* [Task requirements]:
What you return must match the records exactly, with every line included.

Segment Start: Dataset records

PR #8653, opened 2024-08-21
fix: remove dependencies that cause infinite rerenders in AppConfig and add key to form control 

sarahlessner:
## Purpose

On the app config page we have an infinite re-render that required a fix. We also have a unique key prop warning to address.


apps/sap-commerce-cloud/frontend/src/AppConfig/AppConfig.tsx
```diff
@@ -39,18 +39,39 @@ interface Props {
   description: string;
 }
 
-export default function AppConfig(props: Props) {
+export default function AppConfig({
+  sdk,
```
sarahlessner, line 43: None of this is related to a fix I just like having the props destructured this way and noticed it

apps/sap-commerce-cloud/frontend/src/AppConfig/AppConfig.tsx
```diff
@@ -39,18 +39,39 @@ interface Props {
...
-    toInputParameters(props.parameterDefinitions, null)
+    toInputParameters(parameterDefinitions, null)
   );
 
+  const { space, app, ids } = sdk;
+
   useEffect(() => {
-    const init = async () => {
-      const { space, app, ids } = props.sdk;
+    const onAppConfigure = () => {
```
sarahlessner, line 61: moved this into the `useEffect` hook trying to resolve dependency array related issues, but just left it here since it's only called on mount via the `init` function anyway.

apps/sap-commerce-cloud/frontend/src/AppConfig/AppConfig.tsx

Segment End: Dataset records

* [Your solution]:
PR #8653, opened 2024-08-21
fix: remove dependencies that cause infinite rerenders in AppConfig and add key to form control 

sarahlessner:
## Purpose

On the app config page we have an infinite re-render that required a fix. We also have a unique key prop warning to address.


apps/sap-commerce-cloud/frontend/src/AppConfig/AppConfig.tsx
```diff
@@ -39,18 +39,39 @@ interface Props {
   description: string;
 }
 
-export default function AppConfig(props: Props) {
+export default function AppConfig({
+  sdk,
```
sarahlessner, line 43: None of this is related to a fix I just like having the props destructured this way and noticed it

apps/sap-commerce-cloud/frontend/src/AppConfig/AppConfig.tsx
```diff
@@ -39,18 +39,39 @@ interface Props {
...
-    toInputParameters(props.parameterDefinitions, null)
+    toInputParameters(parameterDefinitions, null)
   );
 
+  const { space, app, ids } = sdk;
+
   useEffect(() => {
-    const init = async () => {
-      const { space, app, ids } = props.sdk;
+    const onAppConfigure = () => {
```
sarahlessner, line 61: moved this into the `useEffect` hook trying to resolve dependency array related issues, but just left it here since it's only called on mount via the `init` function anyway.

apps/sap-commerce-cloud/frontend/src/AppConfig/AppConfig.tsx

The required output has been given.